> _What the task asks_
Every line in the data below that includes "expected" belongs in the answer, copied as it stands.

(Data Opens)

PR #14481, opened 2021-04-19
Jetpack App (Basics): Update Toolbar Title Typography

### LINKED ISSUE #14443: Jetpack App (Basics): Update Typography
Parent: #14293

This task is based on `pcdRpT-gx-p2` where updating the large titles to `Sans Serif` is described as a bullet point under the `Diving into The Basics` section.

ashiagr:
Fixes #14443

This PR updates the toolbar title font family to `san-serif` in the Jetpack app. There are different toolbar styles for 
- collapsing toolbar (with expanded and collapsed toolbar title)
- default (non-collapsing) toolbar
- toolbar for Login and 
- toolbar for Zendesk

These toolbar styles are extracted to a separate `styles_toolbar.xml` and the toolbar's `titleTextAppearance` is overridden for the Jetpack app. 

Collapsing Toolbar Expanded
WordPress | Jetpack
------------|----------
wp_toolbar_expanded| jp_toolbar_expanded

Collapsing Toolbar Collapsed
WordPress | Jetpack
------------|----------
wp_toolbar_collapsed| jp_toolbar_collapsed

Default (non-collapsing)
WordPress | Jetpack
------------|----------
wp_toolbar_title| jp_toolbar_title

Login
WordPress | Jetpack
------------|----------
wp_login_toolbar_title | jp_login_toolbar_title

Zendesk
WordPress | Jetpack
------------|----------
wp_zendesk_toolbar_title | jp_zendesk_toolbar_title

Merge Instructions

- Design review by @osullivanchris on the typography of the title.
- Remove Needs Design Review label.
- Remove Not Ready for Merge label.
- Merge the PR.

## Regression Notes
N/A - impacts only toolbar styles.

Tested toolbars on different screens for both WordPress and Jetpack app. 

N/A

PR submission checklist:

### DIFF
--- a/WordPress/src/jetpack/res/values/styles_toolbar.xml
+++ b/WordPress/src/jetpack/res/values/styles_toolbar.xml
@@ -1,0 +1,22 @@
+<?xml version="1.0" encoding="utf-8"?>
+<resources xmlns:android="http://schemas.android.com/apk/res/android">
+
+    <style name="TextAppearance.App.Toolbar.Title" parent="TextAppearance.MaterialComponents.Headline6">
+        <item name="fontFamily">san-serif</item>
+        <item name="android:textStyle">bold</item>
+    </style>
+
+    <style name="TextAppearance.App.CollapsingToolbar.Expanded" parent="TextAppearance.MaterialComponents.Headline4">
+        <item name="android:textColor">?attr/colorOnSurface</item>
+        <item name="fontFamily">san-serif</item>
+        <item name="android:textStyle">bold</item>
+    </style>
+
+    <style name="TextAppearance.App.CollapsingToolbar.Collapsed" parent="TextAppearance.MaterialComponents.Headline6">
+        <item name="android:textColor">?attr/colorOnSurface</item>
+        <item name="fontFamily">san-serif</item>
+        <item name="android:textStyle">bold</item>
+    </style>
+
+</resources>
+
--- a/WordPress/src/jetpack/res/values/styles_toolbar.xml
+++ b/WordPress/src/jetpack/res/values/styles_toolbar.xml
@@ -2,21 +2,15 @@
 <resources>
 
     <!-- TextAppearance -->
-    <style name="TextAppearance.App.Toolbar.Title" parent="TextAppearance.MaterialComponents.Headline6">
-        <item name="fontFamily">san-serif</item>
-        <item name="android:textStyle">bold</item>
-    </style>
+    <style name="TextAppearance.App.Toolbar.Title" parent="TextAppearance.MaterialComponents.Headline6"/>
 
     <style name="TextAppearance.App.CollapsingToolbar.Expanded" parent="TextAppearance.MaterialComponents.Headline4">
         <item name="android:textColor">?attr/colorOnSurface</item>
-        <item name="fontFamily">san-serif</item>
         <item name="android:textStyle">bold</item>
     </style>
 
     <style name="TextAppearance.App.CollapsingToolbar.Collapsed" parent="TextAppearance.MaterialComponents.Headline6">
         <item name="android:textColor">?attr/colorOnSurface</item>
-        <item name="fontFamily">san-serif</item>
-        <item name="android:textStyle">bold</item>
     </style>
 
 </resources>
--- a/WordPress/src/jetpack/res/values/styles_toolbar.xml
+++ b/WordPress/src/jetpack/res/values/styles_toolbar.xml
@@ -1,12 +1,6 @@
 <?xml version="1.0" encoding="utf-8"?>
 <resources>
 
-    <!-- Login -->
-    <style name="Widget.LoginFlow.Toolbar" parent="Widget.MaterialComponents.Toolbar.Surface">
-        <item name="titleTextAppearance">@style/TextAppearance.App.Toolbar.Title</item>
-        <item name="android:theme">@style/ThemeOverlay.LoginFlow.Toolbar</item>
-    </style>
-
     <!-- TextAppearance -->
     <style name="TextAppearance.App.Toolbar.Title" parent="TextAppearance.MaterialComponents.Headline6">
         <item name="fontFamily">san-serif</item>
--- a/WordPress/src/jetpack/res/values/styles_toolbar.xml
+++ b/WordPress/src/jetpack/res/values/styles_toolbar.xml
@@ -1,11 +1,13 @@
 <?xml version="1.0" encoding="utf-8"?>
 <resources>
 
+    <!-- Login -->
     <style name="Widget.LoginFlow.Toolbar" parent="Widget.MaterialComponents.Toolbar.Surface">
         <item name="titleTextAppearance">@style/TextAppearance.App.Toolbar.Title</item>
         <item name="android:theme">@style/ThemeOverlay.LoginFlow.Toolbar</item>
     </style>
 
+    <!-- TextAppearance -->
     <style name="TextAppearance.App.Toolbar.Title" parent="TextAppearance.MaterialComponents.Headline6">
         <item name="fontFamily">san-serif</item>
         <item name="android:textStyle">bold</item>
--- a/WordPress/src/jetpack/res/values/styles_toolbar.xml
+++ b/WordPress/src/jetpack/res/values/styles_toolbar.xml
@@ -1,5 +1,5 @@
 <?xml version="1.0" encoding="utf-8"?>
-<resources xmlns:android="http://schemas.android.com/apk/res/android">
+<resources>
 
     <style name="Widget.LoginFlow.Toolbar" parent="Widget.MaterialComponents.Toolbar.Surface">
         <item name="titleTextAppearance">@style/TextAppearance.App.Toolbar.Title</item>
@@ -24,4 +24,3 @@
     </style>
 
 </resources>
-
--- a/WordPress/src/jetpack/res/values/styles_toolbar.xml
+++ b/WordPress/src/jetpack/res/values/styles_toolbar.xml
@@ -1,6 +1,11 @@
 <?xml version="1.0" encoding="utf-8"?>
 <resources xmlns:android="http://schemas.android.com/apk/res/android">
 
+    <style name="Widget.LoginFlow.Toolbar" parent="Widget.MaterialComponents.Toolbar.Surface">
+        <item name="titleTextAppearance">@style/TextAppearance.App.Toolbar.Title</item>
+        <item name="android:theme">@style/ThemeOverlay.LoginFlow.Toolbar</item>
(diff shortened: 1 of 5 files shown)


WordPress/src/jetpack/res/values/styles_toolbar.xml
```diff
@@ -0,0 +1,27 @@
+<?xml version="1.0" encoding="utf-8"?>
+<resources xmlns:android="http://schemas.android.com/apk/res/android">
+
+    <style name="Widget.LoginFlow.Toolbar" parent="Widget.MaterialComponents.Toolbar.Surface">
+        <item name="titleTextAppearance">@style/TextAppearance.App.Toolbar.Title</item>
```
ashiagr: I'm not sure if I should override the login toolbar style here or add a `titleTextAppearance` (which doesn't exist right now) for the style in the login module. I'd appreciate any inputs on this 🙏.

WordPress/src/jetpack/res/values/styles_toolbar.xml
```diff
@@ -0,0 +1,27 @@
+<?xml version="1.0" encoding="utf-8"?>
+<resources xmlns:android="http://schemas.android.com/apk/res/android">
```
ParaskP7: Minor (🔍): This `xmlns:android` namespace is not necessary for now. Consider removing it.

PS: Same apply for the `main` such file.

WordPress/src/jetpack/res/values/styles_toolbar.xml
ParaskP7: I think that for now what you did is okay and I would have done the same. Having said that I have a additional suggestion.

Suggestion (💡): Consider moving this style away from the `jetpack` to into the `main` `styles_toolbar.xml`. This way it will become more explicit that this `TextAppearance.App.Toolbar.Title` will be used for both the `WordPress` and `Jetpack` apps, just like it currently happens on the `WordPress.ToolBa` style. Wdyt?

WordPress/src/main/res/values-night/styles.xml
```diff
@@ -138,11 +138,6 @@
         <item name="android:navigationBarColor">@android:color/black</item>
     </style>
 
-    <style name="WordPress.ZenDesk.Toolbar" parent="Widget.MaterialComponents.Toolbar.Surface">
```
ParaskP7, line 141: Praise (❤️): I really love what you did there, extracting the all the `styles_toolbar.xml` files. Doing that makes things so much more structured. Kudos!

WordPress/src/main/res/values/styles_toolbar.xml
```diff
@@ -0,0 +1,49 @@
+<?xml version="1.0" encoding="utf-8"?>
+<resources xmlns:android="http://schemas.android.com/apk/res/android">
+
+    <style name="WordPress.ToolBar" parent="Widget.MaterialComponents.Toolbar.Surface">
```
ParaskP7, line 11: Suggestion (💡): What about further enhancing the structure of these file with extract block comments? For example, if you apply my above suggestions, within this file we can end up with a structure like the below:

```
<?xml version="1.0" encoding="utf-8"?>
<resources>

    <!-- Login -->

    ...

    <!-- App -->

    ...

    <!-- ZenDesk -->

    ...

    <!-- TextAppearance -->

    ...

</resources>
```

PS: Same apply to all such files.

WordPress/src/jetpack/res/values/styles_toolbar.xml
```diff
@@ -0,0 +1,27 @@
...
+    </style>
+
+    <style name="TextAppearance.App.CollapsingToolbar.Collapsed" parent="TextAppearance.MaterialComponents.Headline6">
+        <item name="android:textColor">?attr/colorOnSurface</item>
+        <item name="fontFamily">san-serif</item>
+        <item name="android:textStyle">bold</item>
+    </style>
+
+</resources>
+
```
ParaskP7: Minor (🔍): There exist an extra empty line here that can be potentially removed.

ParaskP7 (approved):
👋 @ashiagr !

I have reviewed and tested this PR as per the instructions, everything works as expected, great job! 🌟 🌟 

I have left some minor (🔍) comments and few suggestions (💡) for you to consider. I am going to approve this PR anyway, since none is blocking. I am **NOT** going to merge this PR yet to give you some time to apply any of my suggestions. However, feel free to ignore them and merge the PR yourself after you get approval from @osullivanchris as well.

WordPress/src/jetpack/res/values/styles_toolbar.xml
ashiagr: In 0cc8acd

WordPress/src/main/res/values/styles_toolbar.xml
ashiagr: In 6ad5f16

WordPress/src/jetpack/res/values/styles_toolbar.xml
ashiagr: In 0cc8acd, 3cbf8c4

ashiagr:
Thank you for the suggestions @ParaskP7! Included all of them 🙂.
Ready for another look.

ParaskP7:
👋 @ashiagr !

> Thank you for the suggestions @ParaskP7! Included all of them 🙂.
> Ready for another look.

Everything LGTM, thank you so much for taking care of all that! 🚀 

PS: Feel free to merge when CI completes and you get the 🟢 light from @osullivanchris !

osullivanchris (changes requested):
@ashiagr  thanks for the ping. Looks good so far. I have a couple of related thoughts:

- In my mind, there should be a 'default' app bar header provided by the system. I would have then assumed we customised this header in WordPress to achieve the serif font. So I'm wondering whether in Jetpack its a case of removing that customisation, returning to the default sans serif? Or is that the wrong mental model? Just wondering if we can steer close to the system rather than adding 2 steps of customisation. Maybe you have already done it this way 😃 
- From what I understand, referring to [the design guides](https://material.io/design/typography/the-type-system.html#type-scale), the default app bar header is 20dp medium. I used 20dp medium as well. In the screenshots you provided, it looks like 20dp bold. 
- However, you have used 20dp bold in the large titles, and that looks correct. So my question is if its possible to shift from bold to medium when the title shrinks? That's why I had in the mocks. But If that is crazy, we can stick to **bold** for both like you currently have.
- Noting that I also don't know how much comes 'out of the box' with the large titles, or if they are fully custom. Just trying to learn how it works while we discuss!

ashiagr:
Thanks for the feedback and questions @osullivanchris 🙇‍♀️! I've tried to answer them below: 

> In my mind, there should be a 'default' app bar header provided by the system. I would have then assumed we customised this header in WordPress to achieve the serif font. 

Correct, the default toolbar title uses [TextAppearance.MaterialComponents.Headline6](https://github.com/material-components/material-components-android/blob/master/lib/java/com/google/android/material/typography/res/values-v21/styles.xml#L19) style which is applied to the toolbar's  `titleTextAppearance` property. In the WordPress app, we [override this style](https://github.com/wordpress-mobile/WordPress-Android/blob/9356d67b59d385911e50a87b200b6716fbff69e2/WordPress/src/main/res/values/styles_toolbar.xml#L41-L44) to achieve the `serif` font and `bold` text style. 

> So I'm wondering whether in Jetpack its a case of removing that customisation, returning to the default sans serif? Or is that the wrong mental model? Just wondering if we can steer close to the system rather than adding 2 steps of customisation. Maybe you have already done it this way 😃

> From what I understand, referring to the design guides, the default app bar header is 20dp medium. I used 20dp medium as well. In the screenshots you provided, it looks like 20dp bold.

For the Jetpack app,  in order to remove the customization coming from the WordPress app, we need to override that style again. In 9356d67 I've updated it to just use the default `Headline6` style (that internally uses the `san-serif-medium` `normal` font) for the [default](https://github.com/wordpress-mobile/WordPress-Android/blob/9356d67b59d385911e50a87b200b6716fbff69e2/WordPress/src/jetpack/res/values/styles_toolbar.xml#L5) and [shrunk](https://github.com/wordpress-mobile/WordPress-Android/blob/9356d67b59d385911e50a87b200b6716fbff69e2/WordPress/src/jetpack/res/values/styles_toolbar.xml#L12) toolbar titles. 
Before (san-serif, bold) | After (san-serif-medium, normal)
-------|-----
bold | normal

This should now remove the `bold` effect that we were seeing earlier.

> However, you have used 20dp bold in the large titles, and that looks correct. So my question is if its possible to shift from bold to medium when the title shrinks? That's why I had in the mocks. But If that is crazy, we can stick to bold for both like you currently have.

We can have different styles for the expanded (large) and the collapsed (shrunk) toolbar titles. I have [retained the bold style for the large titles](https://github.com/wordpress-mobile/WordPress-Android/blob/9356d67b59d385911e50a87b200b6716fbff69e2/WordPress/src/jetpack/res/values/styles_toolbar.xml#L9).

> Noting that I also don't know how much comes 'out of the box' with the large titles, or if they are fully custom. Just trying to learn how it works while we discuss!

Large titles use the [TextAppearance.MaterialComponents.Headline4](https://github.com/material-components/material-components-android/blob/master/lib/java/com/google/android/material/typography/res/values/styles.xml#L46) style. We currently override it to add a `bold` text style. We can customize other properties as well and the customization can be done separately for the large titles and the shrunk ones. Hope this clarifies 🙂.  Please feel free to post any more questions you might have regarding this 🙏.

osullivanchris:
> Correct, the default toolbar title uses TextAppearance.MaterialComponents.Headline6 style which is applied to the toolbar's titleTextAppearance property. In the WordPress app, we override this style to achieve the serif font and bold text style.

🙌 thanks for explaining. That's exactly how I hoped it would work!

> For the Jetpack app, in order to remove the customization coming from the WordPress app, we need to override that style again. In 9356d67 I've updated it to just use the default Headline6 style (that internally uses the san-serif-medium normal font) for the default and shrunk toolbar titles.

Perfect.

> We can have different styles for the expanded (large) and the collapsed (shrunk) toolbar titles. I have retained the bold style for the large titles.

Yes! that's great. So glad we can have both. 🔨  Nailed it!

> Large titles use the TextAppearance.MaterialComponents.Headline4 style. We currently override it to add a bold text style. We can customize other properties as well and the customization can be done separately for the large titles and the shrunk ones. Hope this clarifies 🙂. Please feel free to post any more questions you might have regarding this 🙏.

Totally clarifies. Glad most of what we are doing here steers so close to the system. I think the bold on the large titles is worth having, as it looks better. But otherwise its great that we are doing so much out of the box. And glad to understand a bit better too!

This has my 👍  now. Thanks for all that!

PR #14491, opened 2021-04-20
Jetpack App (Basics): Update Zendesk ticket subject

### LINKED ISSUE #14314: Jetpack App (Basics): Configure Zendesk
Parent: #14293

Change the subject from "WordPress for Android Support" to "Jetpack for Android Support" (the latter without internationalization).

### To test

1. Contact the support from the Jetpack app and enter your message
2. Check that the ticket was sent with the "Jetpack for Android Support" subject'
3. Contact the support from WP app
4. Check that the ticket was sent with "WordPress for Android Support" subject

ashiagr:
Fixes #14314

To test:

WordPress app 

1. Put a breakpoint inside [ZendeskHelper. buildZendeskConfig](https://github.com/wordpress-mobile/WordPress-Android/blob/develop/WordPress/src/main/java/org/wordpress/android/support/ZendeskHelper.kt#L390) where the Zendesk ticket subject is set.
2. Install and launch the WordPress app
3. Go to My Site -> Me -> Help & Support -> Contact Support
4. Notice that the `ticketSubject` is set to "WordPress for Android Support".

Jetpack app 

1. Repeat above steps 1- 3 for the Jetpack app
2. Notice that the `ticketSubject` is set to "Jetpack for Android Support".

Note: Since the subject is not visible to the app user, the text is not localized (similar to the behaviour earlier), and `translatable` is set to `false` in the strings.xml with a note. Then the string is overridden in the Jetpack app. We can also keep it as a constant in the `BuildConfig`, I can't think of any reason for one approach being better than the other and open to suggestions. 

## Regression Notes
N/A

N/A

N/A

PR submission checklist:

### DIFF
--- a/WordPress/src/jetpack/res/values/strings.xml
+++ b/WordPress/src/jetpack/res/values/strings.xml
@@ -5,4 +5,8 @@
 
     <!-- About View -->
     <string name="app_title">Jetpack for Android</string>
+
+    <!-- Contact us -->
+    <!--Note: Support ticket subject, only visible to the end users of the Zendesk support portal, doesn't need a translation -->
+    <string name="support_ticket_subject" translatable="false">Jetpack for Android Support</string>
 </resources>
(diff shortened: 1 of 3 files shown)


zwarm (approved):
@ashiagr - All works as expected. I also tested the Help & Support feature on the login email address view. 👍 .

As for `strings.xml` vs `BuildConfig` - I like the `strings` solution. It is a string and we're not making logic decision based on the value. Keeping it out of BuildConfig feels right.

(Data Closes)

> _Exercise result_
I have reviewed and tested this PR as per the instructions, everything works as expected, great job! 🌟 🌟 
@ashiagr - All works as expected. I also tested the Help & Support feature on the login email address view. 👍 .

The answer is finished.